Улица Красных Зорь | страница 3



Это сиротство Горенштейна сказалось и в том, что он не примыкал ни к одному движению и направлению, а участие в единственной за всю жизнь коллективной затее – альманахе «Метрополь» – считал ошибкой. Как говорит Ульяна в «Улице Красных Зорь»: «Я живу одна, а они живут всем скопом. Они и меня не шибко любят за то, что я не живу вместе с ними скопом». И как учит нас опыт, из этой одинокой жизни можно сделать повод для гордости и даже творческий метод, – но слёзы-то никуда не денешь. И как писала Петрушевская – самый близкий ему автор, сошедшаяся с ним в первом букеровском шорт-листе и тоже обнесенная наградой: «А все-таки болит сердце, все ноет оно, все хочет отмщения. За что, спрашивается, ведь трава растет, и жизнь неистребима вроде бы. Но истребима, истребима, вот в чем дело».

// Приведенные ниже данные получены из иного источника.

PR #2949, opened 2019-12-02
Move env and types to CF level.

xingweitian:
When trying to run `ConstantPropagationPlayground.java`, we get an error:
```
	at org.checkerframework.dataflow.analysis.Analysis.<init>(Analysis.java:154)
	at org.checkerframework.dataflow.analysis.Analysis.<init>(Analysis.java:145)
	at org.checkerframework.dataflow.cfg.playground.ConstantPropagationPlayground.main(ConstantPropagationPlayground.java:24)
```
Line 144 - 146 in `Analysis.java`:

```java
    public Analysis(T transfer, ProcessingEnvironment env) {
        this(transfer, -1, env);
    }
```

Line 152 - 154 in `Analysis.java`:

```java
    public Analysis(@Nullable T transfer, int maxCountBeforeWidening, ProcessingEnvironment env) {
        this.env = env;
        this.types = env.getTypeUtils();
```

This error is because we pass `null` as the value of `env`, so `env.getTypeUtils()` will raise `NullPointerException`.

This PR fixes it by moving `env` and `types` to CF level.

Contributors: @CharlesZ-Chen @xingweitian


xingweitian:
`getTypes()` and `getEnv()` are used by initialization and nullness checkers, `CFAbstractStore` and `CFAbstractValue`, so I did not remove them.

dataflow/src/main/java/org/checkerframework/dataflow/analysis/Analysis.java
```diff
@@ -132,26 +124,31 @@ public void setCurrentTree(Tree currentTree) {
     /**
      * Construct an object that can perform a org.checkerframework.dataflow analysis over a control
      * flow graph. The transfer function is set later using {@code setTransferFunction}.
+     *
+     * @param maxCountBeforeWidening number of times a block can be analyzed before widening
      */
-    public Analysis(ProcessingEnvironment env) {
-        this(null, -1, env);
+    public Analysis(int maxCountBeforeWidening) {
```
smillst: I think this should be marked as deprecated and then removed rather than removed in one release.

smillst: These are used by ErrorProne, so it's important to document this is the change log.
https://github.com/google/error-prone/blob/master/check_api/src/main/java/com/google/errorprone/dataflow/DataFlow.java#L84

dataflow/src/main/java/org/checkerframework/dataflow/analysis/Analysis.java
```diff
@@ -132,23 +140,46 @@ public void setCurrentTree(Tree currentTree) {
     /**
      * Construct an object that can perform a org.checkerframework.dataflow analysis over a control
      * flow graph. The transfer function is set later using {@code setTransferFunction}.
+     *
+     * @deprecated will be removed in next version
```
smillst: This comment isn't helpful. See https://www.oracle.com/technetwork/java/javase/documentation/index-137868.html#@deprecated for how to write a deprecated comment.  Please update all `@deprecated` comments.

dataflow/src/main/java/org/checkerframework/dataflow/analysis/Analysis.java
```diff
@@ -132,23 +140,46 @@ public void setCurrentTree(Tree currentTree) {
...
+     * @param env associated processing environment
      */
+    @Deprecated
     public Analysis(ProcessingEnvironment env) {
```
smillst: There should exist a no argument constructor to replace this one, but there isn't one.

dataflow/src/main/java/org/checkerframework/dataflow/analysis/Analysis.java
```diff
@@ -132,23 +144,58 @@ public void setCurrentTree(Tree currentTree) {
...
         this(null, -1, env);
     }
 
+    /**
+     * Construct an object that can perform a org.checkerframework.dataflow analysis over a control
+     * flow graph. The transfer function is set later using {@code setTransferFunction}.
```
smillst: @wmdietl This comment was copied from the old method. `setTransferFunction` was removed in c6e8ae771fea7064fc4a8a669cb2210c3e1f52c4.  Do you know how the transfer function should be set later?

xingweitian: @smillst I just talked about this with Prof. Dietl, `setTransferFunction` should be removed from the comments. `transferfunction` can be set by the subclasses later. For example, in `CFAbstractAnalysis`, it is set by [createTransferFunction()](https://github.com/typetools/checker-framework/blob/master/framework/src/main/java/org/checkerframework/framework/flow/CFAbstractAnalysis.java#L72).

Thanks a lot for your reviews!

dataflow/src/main/java/org/checkerframework/dataflow/analysis/Analysis.java
```diff
@@ -164,20 +214,70 @@ public Analysis(@Nullable T transfer, int maxCountBeforeWidening, ProcessingEnvi
...
 
-    /** The current transfer function. */
+    /**
+     * Construct an object that can perform a org.checkerframework.dataflow analysis over a control
+     * flow graph, given a transfer function.
+     *
+     * @param transfer transfer function
+     * @param maxCountBeforeWidening number of times a block can be analyzed before widening
+     */
+    @SuppressWarnings("nullness")
```
wmdietl: Instead of suppressing the nullness warnings, is it enough to make the deprecated fields `env` and `types` `@Nullable`?

framework/src/main/java/org/checkerframework/framework/flow/CFAbstractAnalysis.java
```diff
@@ -58,12 +60,30 @@
     /** Initial abstract types for fields. */
     protected final List<Pair<VariableElement, V>> fieldValues;
 
+    /** The associated processing environment. */
+    @SuppressWarnings("HidingField")
```
wmdietl: Can you add a TODO to the deprecated fields to remove these suppressions when they are removed?

framework/src/main/java/org/checkerframework/framework/flow/CFAbstractAnalysis.java
```diff
@@ -169,4 +189,24 @@ public V createSingleAnnotationValue(AnnotationMirror anno, TypeMirror underlyin
         annos.add(anno);
         return createAbstractValue(annos, underlyingType);
     }
+
+    /**
+     * Get the types utility.
+     *
+     * @return {@link #types}
+     */
+    @SuppressWarnings("deprecation")
```
wmdietl: Is there a deprecation warning because this method overrides the deprecated supermethod?
Maybe also add a TODO to the supermethod so that we don't forget to remove this suppression once we remove that method.

xingweitian: Yes, the deprecation warning is caused by overriding the deprecated method.

framework/src/main/java/org/checkerframework/framework/flow/CFAbstractAnalysis.java
smillst: @xingweitian TODOs should not be in the JavaDoc.  They should be in `//` comments.  If they are about a `@SuppressWarnings`, then they should appear after annotation, if there is room.  Also @wmdietl asked that you add the TODO to the deprecated field. So this TODO belongs on Analysis#env.

xingweitian:
`all_tests_jdk11` was failed because of the timeout when pulling the docker image...
I don't have the permission to restart the pipeline's job, @smillst @wmdietl could you please restart it for me? Thanks!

Он и в кругу писателей не очень-то прижился, выживал среди кинематографистов (Тарковский, Кончаловский), хотя первыми читателями были Трифонов, Нагибин, Б. Хазанов, критики Сарнов и Лазарев. Среди шестидесятников его представить невозможно, среди догматиков-антикоммунистов, упорных диссидентов, – тоже. Догма – вообще не про Горенштейна, и не сказать при этом, что он человек без мировоззрения: мировоззрение наличествовало, но не вписывалось ни в какие рамки, даже в религиозные.

Горенштейн – человек ветхозаветного, жестковыйного, мстительного сознания, но это ветхозаветность без Родины, без корней; он – обреченный и одинокий представитель великого племени, законник и пророк, носимый ветром, иудей после Холокоста и после советского опыта, иудей-чернорабочий, постоялец общежитий, иудей-выживалец. Это не то чтобы корректирует изначальные установки, но заставляет задуматься об их участи в мире.

Горенштейн смотрел на мир глазами потерянного ребенка, пущенного из милости жильца, который одновременно благодарит и ненавидит своих благодетелей; глазами бездомного, озирающего бесконечные ряды освещенных городских окон – он страстно мечтает оказаться в одной из этих комнат и так же страстно ненавидит эти комнаты; это взгляд обманутого и обобранного, оскорбленного и зачумленного, и смотреть на мир таким взглядом нельзя – но нельзя и не признать, что многие вещи можно рассмотреть только под этим углом. Мне трудно представить читателя, который, прочитав «Попутчиков», «Чок-чок» или «Искупление», не признает автора писателем исключительной, можно сказать – гениальной одаренности; но еще трудней представить читателя, который наряду с благодарностью и осознанием авторского величия не испытает раздражения. Потому что, как сказал Горацио, «рассматривать так – значило бы рассматривать слишком пристально».